*About this task*. Determine which lines of the records include the word "agents", and copy them.

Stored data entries

=-=-=-=-=

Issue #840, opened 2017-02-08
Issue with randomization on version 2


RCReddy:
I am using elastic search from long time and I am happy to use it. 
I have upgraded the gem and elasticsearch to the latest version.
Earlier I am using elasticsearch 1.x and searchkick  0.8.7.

=-=-=-=-=

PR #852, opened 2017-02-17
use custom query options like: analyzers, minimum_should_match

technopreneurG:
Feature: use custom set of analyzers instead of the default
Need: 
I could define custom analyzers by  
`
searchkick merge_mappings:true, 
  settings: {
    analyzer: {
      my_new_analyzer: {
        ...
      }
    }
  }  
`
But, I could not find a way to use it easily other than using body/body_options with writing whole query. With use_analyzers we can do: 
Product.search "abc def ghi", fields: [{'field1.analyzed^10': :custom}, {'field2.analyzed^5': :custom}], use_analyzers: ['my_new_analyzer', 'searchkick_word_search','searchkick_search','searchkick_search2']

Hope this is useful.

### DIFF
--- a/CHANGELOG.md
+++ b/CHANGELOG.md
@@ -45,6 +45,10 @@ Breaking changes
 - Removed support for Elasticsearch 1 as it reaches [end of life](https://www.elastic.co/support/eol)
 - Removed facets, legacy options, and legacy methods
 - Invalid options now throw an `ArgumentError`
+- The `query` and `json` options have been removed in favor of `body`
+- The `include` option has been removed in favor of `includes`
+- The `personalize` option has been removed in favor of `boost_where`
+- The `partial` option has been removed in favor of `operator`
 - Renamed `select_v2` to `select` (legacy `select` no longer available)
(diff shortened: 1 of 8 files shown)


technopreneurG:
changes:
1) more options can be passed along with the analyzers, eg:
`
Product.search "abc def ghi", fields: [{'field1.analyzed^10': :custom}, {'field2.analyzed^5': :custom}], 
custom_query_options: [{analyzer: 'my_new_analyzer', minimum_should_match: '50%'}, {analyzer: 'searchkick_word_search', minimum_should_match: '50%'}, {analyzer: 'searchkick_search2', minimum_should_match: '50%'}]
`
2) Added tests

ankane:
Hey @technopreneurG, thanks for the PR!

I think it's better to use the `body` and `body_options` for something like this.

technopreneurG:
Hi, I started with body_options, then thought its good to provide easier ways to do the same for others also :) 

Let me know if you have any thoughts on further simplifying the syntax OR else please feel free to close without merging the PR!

=-=-=-=-=

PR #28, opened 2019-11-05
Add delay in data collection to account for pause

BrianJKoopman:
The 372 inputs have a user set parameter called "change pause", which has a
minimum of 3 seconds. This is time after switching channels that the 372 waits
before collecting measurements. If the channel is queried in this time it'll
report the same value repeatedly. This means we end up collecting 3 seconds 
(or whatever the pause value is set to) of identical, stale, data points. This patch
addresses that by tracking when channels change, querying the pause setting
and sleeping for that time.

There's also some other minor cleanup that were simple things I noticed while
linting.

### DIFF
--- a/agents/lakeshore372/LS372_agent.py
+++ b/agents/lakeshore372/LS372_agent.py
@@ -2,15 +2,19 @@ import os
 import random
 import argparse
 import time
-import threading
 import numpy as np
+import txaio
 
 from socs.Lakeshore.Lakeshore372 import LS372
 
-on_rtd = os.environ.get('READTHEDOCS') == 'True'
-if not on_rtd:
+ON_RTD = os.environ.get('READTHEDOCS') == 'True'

=-=-=-=-=

*Task output*.
--- a/agents/lakeshore372/LS372_agent.py
+++ b/agents/lakeshore372/LS372_agent.py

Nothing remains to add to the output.